A black North Texas woman accused a white law enforcement officer of sexually assaulting her during an arrest. She hired a civil rights attorney to represent her, and he shared her claim with nationally known civil rights activist and columnist Shaun King, who repeated the story on Twitter. It went viral.

But it wasn't true.

In a post that has since been deleted, King relayed to his Twitter followers that a Texas Department of Public Safety officer sexually assaulted Sherita Dixon-Cole of Grapevine early Sunday after pulling her over for suspicion of driving while intoxicated in Waxahatchie. King told his audience that Cole’s attorney, Lee Merritt, said the state trooper assaulted her and threatened to kill her fiance.

On Tuesday, DPS released nearly two hours of camera footage that debunked the claim. It shows Officer Daniel Hubbard politely performing a field sobriety test, arresting Dixon-Cole and giving her a breath test. No threats. No assault.

On Wednesday, Merritt apologized for passing on the story. Hubbard appeared "to comport himself professionally during the duration of the traffic stop and arrest," according to Merritt.


DPS started to investigate the claim once King tweeted the accusations. King has a substantial social media following, and through a campaign of tweets, he helped authorities identify and arrest some of the white men seen kicking and beating a black man at a riot Charlottesville, Virginia, last year.

Merritt is a Philadelphia-based attorney who has handled prominent civil rights cases in North Texas. Most recently, he worked for Jacqueline Craig, a black woman whose son was assaulted by a white neighbor, whom witnesses said grabbed the 8-year-old by the neck and forced to pick up trash. Craig called Fort Worth police, but the officer who responded ignored her complaint and arrested her.

The arrest was caught on a video, which also went viral.

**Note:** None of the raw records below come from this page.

PR #717, opened 2016-05-25
Send organisation links to publishing api

MatMoore:
Each type of specialist document has a fixed list of organisations associated with
it. We pass these to rummager already, but not publishing api.

https://trello.com/c/oqjOp8jd/639-specialist-publisher-documents-don-t-have-organisations-in-the-publishing-api

### DIFF
--- a/app/lib/specialist_publisher.rb
+++ b/app/lib/specialist_publisher.rb
@@ -42,6 +42,54 @@ private
     "vehicle_recalls_and_faults_alert" => VehicleRecallsAndFaultsAlertObserversRegistry,
   }.freeze
 
+  ORGANISATIONS = {
+    "aaib_report" => %w(
+      38eb5d8f-2d89-480c-8655-e2e7ac23f8f4
+    ), # air-accidents-investigation-branch
+    "asylum_support_decision" => %w(
+      7141e343-e7bb-483b-920a-c6a5cf8f758c
+    ), # first-tier-tribunal-asylum-support
+    "cma_case" => %w(
+      957eb4ec-089b-4f71-ba2a-dc69ac8919ea
+    ), # competition-and-markets-authority
+    "countryside_stewardship_grant" => %w(
+      8bf5624b-dec2-44fa-9b6c-daed166333a5
+      de4e9dc6-cca4-43af-a594-682023b84d6c
+      d3ce4ba7-bc75-46b4-89d9-38cb3240376d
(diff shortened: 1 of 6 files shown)


app/lib/specialist_publisher.rb
```diff
@@ -51,6 +99,6 @@ def document_repositories
   end
 
   def observer_registry(document_type)
-    OBSERVER_MAP.fetch(document_type).new
+    OBSERVER_MAP.fetch(document_type).new(ORGANISATIONS.fetch(document_type, {}))
```
MatMoore: TODO: Default is wrong

tijmenb:
Would we be able to use the metadata? https://github.com/alphagov/specialist-publisher/blob/master/finders/metadata/aaib-reports.json#L12

benilovj:
Would you be able to add the `links` part the assertions in https://github.com/alphagov/specialist-publisher/blob/master/spec/features/republishing_documents_spec.rb, so those assertions are more exhaustive?

MatMoore:
Thanks for the comments @benilovj and @tijmenb. I'll do both those things.

MatMoore:
One thing I haven't addressed in this PR is the links will be sent for drafts as well as published content.

Normally we would only send the links at publish time because otherwise the user can make changes to a draft that have immediate effect. In this case though I think it's fine because the organisations aren't controlled by the user and won't change after the content is published for the first time.

I'm assuming that we will disable organisation tagging in content tagger, since the organisations are meant to be fixed.

MatMoore:
I've updated the republishing documents spec to check for links.

@tijmenb I started trying to use the metadata JSONs but I had trouble matching them to the specialist publisher models.

Mostly these appear to map 1-1, but If you go by the filenames, you need to account for plurals and underscores. Even then there are some exceptions:

- *asylum-support-tribunal-decisions* vs *asylum_support_decision*
- *utaac_decision* is missing a metadata file

MatMoore:
We discussed this offline and we're not going to try to reuse the metadata JSON for determining the organisations to tag to.

The metadata is used at the moment when publishing the finders itself, but when publishing the specialist documents themselves, the organisations sent to rummager come from hard coded slugs in the *indexer_formatter classes. The content ids I've hard coded for publishing-api are based on these slugs.

benilovj:
👍  from me (at least as sure as one can be on this code base...)

tijmenb:
👍 great.

PR #738, opened 2016-09-09
Remove taggy things from manuals

tijmenb:
This PR is basically a revert of https://github.com/alphagov/specialist-publisher/pull/532. That PR changed the publishing flow so that this app would fetch the topics/specialist sectors from the content-api before publishing to rummager.

This was needed at the time, because otherwise the payload sent to rummager wouldn't contain the tags set in panopticon, and the manual wouldn't be displayed on a /topic page.

Since then, we've started indexing the links from the publishing-api in rummager. As part of this we stopped sending specialist sectors to rummager (https://github.com/alphagov/specialist-publisher/pull/723).

At the time of that PR we didn't realise that the only reason for the fetching of tags from content-api was now gone. This PR removes the last (now basically unused) code, which means that we are no longer dependent on content-api.

✌️


mobaig:
👏  👍

PR #745, opened 2016-09-20
Bump Ruby version and various other gems

klssmith:
Bumped Ruby to 2.3.1, which resulted in a number of other gems also needing to be bumped. Some changes to the tests were also necessary to prevent warnings and failures which resulted from the updated gems.

There is still one warning remaining when running the tests - `The 'safe' write concern option has been deprecated in favor of 'w'.` This appears to relate to Mongoid, but upgrading this requires upgrading govuk_content_models, which then requires Rails to be upgraded to Rails 4. As a result, this warning has been left for now.

[Trello card](https://trello.com/c/RyruKiPM/494-upgrade-apps-to-supported-ruby-versions-update-at-stand-up)


klssmith:
I've kept each gem upgrade as a separate commit for now as there are a lot of them, but am happy to merge these all into one very large commit so that there are no failing commits in Jenkins if this seems better.

sihugh:
if you run `bundle exec rake` on master, it runs all the tests.  On this branch, it seems to have stopped.  It might be worth tweaking the [default rake task](https://github.com/alphagov/manuals-publisher/blob/98877cc4e07dc6e87d258993ccd1df2d77a70634/Rakefile#L15) or something?

Looks good otherwise!  (Also needs a rebase now)

klssmith:
Thanks @sihugh , I've changed the default rake task order and rebased. The tests seem to all be running on my machine now, but if you could test that it works for you too that would be great.

sihugh:
👍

Craig was eventually released, but her neighbor, Itamar Vardi, was convicted of misdemeanor assault earlier this year.

In Cole's case, Merritt released a statement Wednesday, saying, “The body camera footage released directly conflicts with the accounts reported to my office. ... This office regularly receives hundreds of claims of abuse from across the nation and we are obligated to filter these messages thoroughly before relaying them to our powerful allies.”

Merritt and King didn't respond to the Observer's efforts to contact them. The Dallas Morning News reported that the Ellis County district attorney is still investigating the case and no decision has been made whether to file additional charges against Dixon-Cole.

King wrote in a post on Medium that Dixon-Cole went from being a victim to being the "victimizer."

"She victimized the man she falsely accused and she victimized those who stood up for her? — believing that she had experienced the worst crimes," he wrote. "Thankfully, she does not represent anyone but herself. She does not represent actual victims of sex crimes. She does not represent actual victims of police brutality."